Sunday, August 09, 2020

Deacon reflection 7

I never thought I’d be doing this

I have been a deacon for a little more than four years. There have been a few highlights during those times, but I’d like to write about what have been two areas of my diaconal ministry that have moved me. They are also areas where I am surprised by my way of connecting with people.

Funerals

With only one priest in the parish, who tries to visit all the more than forty-five villages in the parish every two months, there are times when he cannot be present for funeral Mass. In many villages, a Delegate of the Word presides at a Celebration of the Word, There are not many who seek a Mass or a Celebration with Communion, outside of the main towns in the parish.

I have made myself available for funerals and, at times, the pastor or a delegate of the Word calls me to come. There is not much time for preparation, since people are usually buried within twenty-hours of their death. Often I don’t know the person who died, though there have been times when I had visited the deceased, bringing them communion.

Being present in times of loss is important. I try to say a few words of comfort and of hope. But there is a line in the prayer in the funeral rite that touches me almost every time I preside.

As the family gathers around the casket to pray the final commendation, the church prays:

“May the Lord be merciful with our brother/sister, so that, free from death, absolved by his/her sins, reconciled with the Father and carried on the shoulders of the Good Shepherd, he/she may merit to enjoy the eternal joy of the saints in the entourage of the eternal King.” (My translation).

Often I ask the family to visualize their loved one on the shoulders of Christ the Good Shepherd or held like a child in Christ’s loving arms.

Many times I have been asked to pray in the homes where they have been waking the body of the person who died. I usually do a short Celebration of the Word  with one reading and the rites of commendation of the body. 

Often there are many people - in the room where the coffin is and outside - to accompany the family. These times of prayer can be extremely moving and it is important to be there. Earlier this year I prayed beside the small coffin of a still born infant. 



Marriage preparation

Though I have been helping in the Dulce Nombre parish for years, I didn’t notice many sacramental marriages until last year.

I’m not sure why there are so few couples married in the church. Some possible reasons might include one or more of these:  fear of the commitment of a sacramental marriage; the cost of a civil marriage (since a sacramental marriage cannot take place without the civil marriage usually witnessed by a mayor); the expectations of a costly celebration; the lack of invitation by local church leaders – some of who only castigate people for “living in fornication”; not a strong sense of dating; the lack of a culture of marriage; many years without the presence of priests in rural villages except for a few times a year; and more.

Yet I often encourage couples to get married in the church. I have often seen young men around the church door while their wives are inside with one or two kids. I jokingly ask them if they are married and when they say know I gently urge them to consider this.

The process might be a bit daunting. The couple meets with the pastor, then they have about three months of weekly meetings with a couple in their village. Then there is the interview of the couple as well as two witnesses, who know the couple. They also have to be married civilly before their church marriage.

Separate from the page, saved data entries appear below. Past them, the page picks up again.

PR #1667, opened 2021-12-25
chore: fix warnings

fabiomadge:
Likely a side effects of moving to `net6.0`. The CI build warnings are caused by the fact that `SelfContained` is no longer implied by specifying a runtime. Making it explicit triggers a problem where the `RuntimeIdentifier` is no longer handed down to included projects. Setting the new environment variable works around that.

### DIFF
--- a/Scripts/package.py
+++ b/Scripts/package.py
@@ -128,18 +128,21 @@ class Release:
             "-f", "net6.0",
             "-o", self.buildDirectory,
             "-r", self.target,
+            "--sc",
             "-c", "Release"])
         run(["dotnet", "publish", path.join(SOURCE_DIRECTORY, "DafnyServer", "DafnyServer.csproj"),
             "--nologo",
             "-f", "net6.0",
             "-o", self.buildDirectory,
             "-r", self.target,
+            "--sc",
             "-c", "Release"])
         run(["dotnet", "publish", path.join(SOURCE_DIRECTORY, "DafnyDriver", "DafnyDriver.csproj"),
             "--nologo",
             "-f", "net6.0",
             "-o", self.buildDirectory,
             "-r", self.target,
+            "--sc",
             "-c", "Release"])
 
     def pack(self):
--- a/Scripts/package.py
+++ b/Scripts/package.py
@@ -128,21 +128,18 @@ class Release:
             "-f", "net6.0",
             "-o", self.buildDirectory,
             "-r", self.target,
-            "--sc",
             "-c", "Release"])
         run(["dotnet", "publish", path.join(SOURCE_DIRECTORY, "DafnyServer", "DafnyServer.csproj"),
             "--nologo",
             "-f", "net6.0",
             "-o", self.buildDirectory,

Since my ordination, I have been doing the final interview. This interview, with two witnesses, is to see if they are ready for the sacrament and also to see if there are any obstacles to marriage. At times this has been perfunctory. But recently, I have been finding it inspiring.

In one distant village – one hour by car from my house – six couples began meeting at least a year ago, reflecting on their faith and talking about getting married in the church. At first, they got some flak from the church leaders in their village who didn’t like the idea of people in fornication meeting together without a designated church leader. I, on the other hand, was delighted that some people were taking the initiative. Finally, the local leaders did not resist the formation of these couples in preparation for the sacrament of matrimony. But then the pandemic and the lock downs came.

As I got permission to go out on ministry Mondays through Fridays, I told the communities that I would come out and do the interviews in their villages. So far I have done eight interviews. In a few cases, one of the spouses is not baptized. I’ve met with the unbaptized to follow up on preparation in their villages. I’ve baptized one young man a few weeks ago a few days before his wedding. I’ll be baptizing two women in the next few weeks, the day before five couples are married in their village.


It has been so good to talk with these and try to help them see the presence of God in their relationships and, in many cases, their children.

Though I don’t preside at the celebrations of many marriages, these encounters are a real part of my diaconal ministry.

OTHER MINISTRIES

These two areas of diaconal ministry are really important. People need to feel the presence of the church in their lives – accompanying them in times of loss and in times of joy.

They are not alone. The Church is with them – and values them. The Church wants to share their sorrows and their joys.